╭──

PR #1014, opened 2020-08-10
backports pagination fix #964

QiWang19:
Backports #964 to release-5.5
Enable search registry uses the pagination until the search result reaches the limit, instead of returning default 100 limit from registry API.
BZ: https://bugzilla.redhat.com/show_bug.cgi?id=1866153
~BZ: https://bugzilla.redhat.com/show_bug.cgi?id=1827794~

### DIFF
--- a/docker/docker_client.go
+++ b/docker/docker_client.go
@@ -331,7 +331,6 @@ func SearchRegistry(ctx context.Context, sys *types.SystemContext, registry, ima
 		// Results holds the results returned by the /v1/search endpoint
 		Results []SearchResult `json:"results"`
 	}
-	v2Res := &V2Results{}
 	v1Res := &V1Results{}
 
 	// Get credentials from authfile for the underlying hostname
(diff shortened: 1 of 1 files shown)


vrothberg:
Can you also cherry-pick commit 050d8f2466f7? This should make CI pass again.

QiWang19:
@vrothberg Do I need other commit to pass the test? I Also cherry-pick commit 5261342ead96b4a9c9ce5e120433050e5b5d7f9e because there's go-multierror failure.

vrothberg:
The BZ link should be https://bugzilla.redhat.com/show_bug.cgi?id=1866153.

> I don’t think it’s reasonable to have make test-skopeo chase all future changes; whenever Skopeo is updated to use a new feature of c/image, this branch would have to backport that features as well. Instead, use a SKOPEO_BRANCH that corresponds to the c/image branch, or possibly even hard-code a version of skopeo that uses the right c/image version.

How could I miss that? Thanks!

@QiWang19, the correct SKOPEO_BRANCH is https://github.com/containers/skopeo/tree/release-1.1.

Makefile
```diff
@@ -4,7 +4,7 @@ export GOPROXY=https://proxy.golang.org
 
 # Which github repository and branch to use for testing with skopeo
 SKOPEO_REPO = containers/skopeo
-SKOPEO_BRANCH = master
+SKOPEO_BRANCH = release-1.1
```
QiWang19, line 7: @vrothberg @mtrmac change Makefile like this?

mtrmac: In… principle. Except that `release-1.1` uses c/image 5.5.

AFAICS there has never been a Skopeo release that uses 5.1; we went from 5.0.0 in 0.1.40 to 5.2.1 in 0.1.41.

And yet again, the latest bug refers to Podman 2.0.[45], which use c/image 5.5.1, not 5.1.x. Is 5.1 really the right target?

QiWang19: should I commit to https://github.com/containers/image/tree/release-5.5?

vrothberg: This PR is against `release-5.5`, so I think everything's in order?

vrothberg: Apologies, I guess I caused the confusion in my comment in BZ where I asked to open against v5.1 but meant v5.5.

However, this PR is against v5.5, so we should be good :+1:

mtrmac:
@QiWang19 Travis somehow still seems to remember the old commit and the old 5.1 target. If doesn’t catch up by itself, can you try creating a fresh PR for the 5.5 branch, please?

QiWang19:
Thanks. replace this with  #1020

╰──

**Task prompt:** The lines in the entries above that carry the word "tree" must be copied.

**Answer space:**
@QiWang19, the correct SKOPEO_BRANCH is https://github.com/containers/skopeo/tree/release-1.1.
QiWang19: should I commit to https://github.com/containers/image/tree/release-5.5?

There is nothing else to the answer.